START Data in this exercise

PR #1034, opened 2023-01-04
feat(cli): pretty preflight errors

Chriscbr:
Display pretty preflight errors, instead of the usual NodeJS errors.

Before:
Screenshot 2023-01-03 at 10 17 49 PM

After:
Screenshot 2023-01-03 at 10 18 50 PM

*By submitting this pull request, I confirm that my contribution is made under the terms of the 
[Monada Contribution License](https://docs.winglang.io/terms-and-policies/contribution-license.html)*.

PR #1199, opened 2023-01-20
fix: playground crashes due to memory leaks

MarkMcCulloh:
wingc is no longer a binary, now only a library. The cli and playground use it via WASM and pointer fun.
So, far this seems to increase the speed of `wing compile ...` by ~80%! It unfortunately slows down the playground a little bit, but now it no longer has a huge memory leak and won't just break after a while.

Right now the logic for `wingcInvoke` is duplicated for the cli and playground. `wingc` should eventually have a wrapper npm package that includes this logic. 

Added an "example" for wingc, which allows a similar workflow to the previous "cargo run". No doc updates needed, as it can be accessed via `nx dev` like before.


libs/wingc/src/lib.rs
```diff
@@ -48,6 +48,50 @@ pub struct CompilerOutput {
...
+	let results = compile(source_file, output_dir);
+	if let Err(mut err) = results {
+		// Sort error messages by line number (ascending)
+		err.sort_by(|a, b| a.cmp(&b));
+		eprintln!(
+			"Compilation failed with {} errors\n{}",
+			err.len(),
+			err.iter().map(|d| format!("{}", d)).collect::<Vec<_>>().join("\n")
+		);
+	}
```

END Data in this exercise

• **Prompt**
In the answer, please give only the lines from the line containing "Screenshot 2023-01-03 at 10 17 49 PM" through the final line of the data, copied exactly.

• **Result of this exercise**
Screenshot 2023-01-03 at 10 17 49 PM

After:
Screenshot 2023-01-03 at 10 18 50 PM

*By submitting this pull request, I confirm that my contribution is made under the terms of the 
[Monada Contribution License](https://docs.winglang.io/terms-and-policies/contribution-license.html)*.

PR #1199, opened 2023-01-20
fix: playground crashes due to memory leaks

MarkMcCulloh:
wingc is no longer a binary, now only a library. The cli and playground use it via WASM and pointer fun.
So, far this seems to increase the speed of `wing compile ...` by ~80%! It unfortunately slows down the playground a little bit, but now it no longer has a huge memory leak and won't just break after a while.

Right now the logic for `wingcInvoke` is duplicated for the cli and playground. `wingc` should eventually have a wrapper npm package that includes this logic. 

Added an "example" for wingc, which allows a similar workflow to the previous "cargo run". No doc updates needed, as it can be accessed via `nx dev` like before.


libs/wingc/src/lib.rs
```diff
@@ -48,6 +48,50 @@ pub struct CompilerOutput {
...
+	let results = compile(source_file, output_dir);
+	if let Err(mut err) = results {
+		// Sort error messages by line number (ascending)
+		err.sort_by(|a, b| a.cmp(&b));
+		eprintln!(
+			"Compilation failed with {} errors\n{}",
+			err.len(),
+			err.iter().map(|d| format!("{}", d)).collect::<Vec<_>>().join("\n")
+		);
+	}
```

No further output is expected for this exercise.